_What you need to do_
Could you filter the data below down to the lines that hold the word "labels"?

_Provided data_

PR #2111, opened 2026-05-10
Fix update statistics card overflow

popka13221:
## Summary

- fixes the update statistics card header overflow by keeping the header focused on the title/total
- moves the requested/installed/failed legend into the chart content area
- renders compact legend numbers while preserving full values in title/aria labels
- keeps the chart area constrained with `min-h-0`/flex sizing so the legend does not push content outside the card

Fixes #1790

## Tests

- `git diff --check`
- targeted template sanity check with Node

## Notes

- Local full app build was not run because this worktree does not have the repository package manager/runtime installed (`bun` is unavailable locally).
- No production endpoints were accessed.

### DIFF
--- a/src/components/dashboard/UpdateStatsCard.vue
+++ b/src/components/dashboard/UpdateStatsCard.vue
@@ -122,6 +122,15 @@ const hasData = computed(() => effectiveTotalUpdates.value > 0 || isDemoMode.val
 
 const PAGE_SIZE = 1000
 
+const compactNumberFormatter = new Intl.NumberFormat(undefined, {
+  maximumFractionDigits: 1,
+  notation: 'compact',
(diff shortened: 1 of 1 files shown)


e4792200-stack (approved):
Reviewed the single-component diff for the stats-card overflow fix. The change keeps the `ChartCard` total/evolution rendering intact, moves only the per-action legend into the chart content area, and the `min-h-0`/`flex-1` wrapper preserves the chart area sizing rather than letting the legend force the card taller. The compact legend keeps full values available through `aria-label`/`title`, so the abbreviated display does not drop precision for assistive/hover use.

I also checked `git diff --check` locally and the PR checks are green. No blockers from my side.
* * *
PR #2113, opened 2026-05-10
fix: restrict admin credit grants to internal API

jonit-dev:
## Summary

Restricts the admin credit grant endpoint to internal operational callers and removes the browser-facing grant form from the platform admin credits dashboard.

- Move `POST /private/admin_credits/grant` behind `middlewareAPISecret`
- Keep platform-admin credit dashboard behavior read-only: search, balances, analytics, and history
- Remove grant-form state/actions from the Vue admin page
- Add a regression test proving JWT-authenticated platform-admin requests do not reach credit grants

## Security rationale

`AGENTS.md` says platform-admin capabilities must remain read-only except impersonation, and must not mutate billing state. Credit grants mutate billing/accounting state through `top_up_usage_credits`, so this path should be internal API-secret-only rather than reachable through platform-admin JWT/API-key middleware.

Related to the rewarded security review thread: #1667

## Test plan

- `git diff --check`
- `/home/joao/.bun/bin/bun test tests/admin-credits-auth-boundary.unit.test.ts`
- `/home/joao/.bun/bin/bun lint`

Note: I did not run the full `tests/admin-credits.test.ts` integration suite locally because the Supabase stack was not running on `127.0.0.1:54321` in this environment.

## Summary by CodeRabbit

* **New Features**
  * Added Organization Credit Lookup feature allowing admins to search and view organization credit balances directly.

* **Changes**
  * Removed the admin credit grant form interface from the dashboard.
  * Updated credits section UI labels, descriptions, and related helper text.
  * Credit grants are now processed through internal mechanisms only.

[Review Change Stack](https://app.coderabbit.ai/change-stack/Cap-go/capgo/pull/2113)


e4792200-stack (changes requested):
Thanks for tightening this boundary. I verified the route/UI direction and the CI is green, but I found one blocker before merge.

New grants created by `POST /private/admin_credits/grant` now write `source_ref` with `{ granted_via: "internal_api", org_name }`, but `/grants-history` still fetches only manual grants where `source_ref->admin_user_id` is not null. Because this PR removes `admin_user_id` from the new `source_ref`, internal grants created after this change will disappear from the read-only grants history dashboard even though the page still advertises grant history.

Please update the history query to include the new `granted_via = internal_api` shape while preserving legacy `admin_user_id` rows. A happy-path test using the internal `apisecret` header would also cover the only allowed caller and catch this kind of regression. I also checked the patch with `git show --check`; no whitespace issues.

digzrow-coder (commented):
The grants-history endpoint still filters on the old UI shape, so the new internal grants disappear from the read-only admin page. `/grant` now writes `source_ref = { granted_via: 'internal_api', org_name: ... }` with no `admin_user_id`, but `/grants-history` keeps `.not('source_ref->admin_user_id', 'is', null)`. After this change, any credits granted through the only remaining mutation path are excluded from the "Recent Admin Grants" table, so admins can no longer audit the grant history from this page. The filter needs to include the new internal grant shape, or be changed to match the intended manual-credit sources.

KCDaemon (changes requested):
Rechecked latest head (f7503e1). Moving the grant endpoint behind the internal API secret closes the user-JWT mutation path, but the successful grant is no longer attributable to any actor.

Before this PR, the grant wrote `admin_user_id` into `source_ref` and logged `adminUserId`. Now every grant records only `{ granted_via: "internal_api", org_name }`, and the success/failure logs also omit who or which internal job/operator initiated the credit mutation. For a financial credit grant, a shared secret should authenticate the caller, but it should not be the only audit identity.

_Answer to this task_
- renders compact legend numbers while preserving full values in title/aria labels
  * Updated credits section UI labels, descriptions, and related helper text.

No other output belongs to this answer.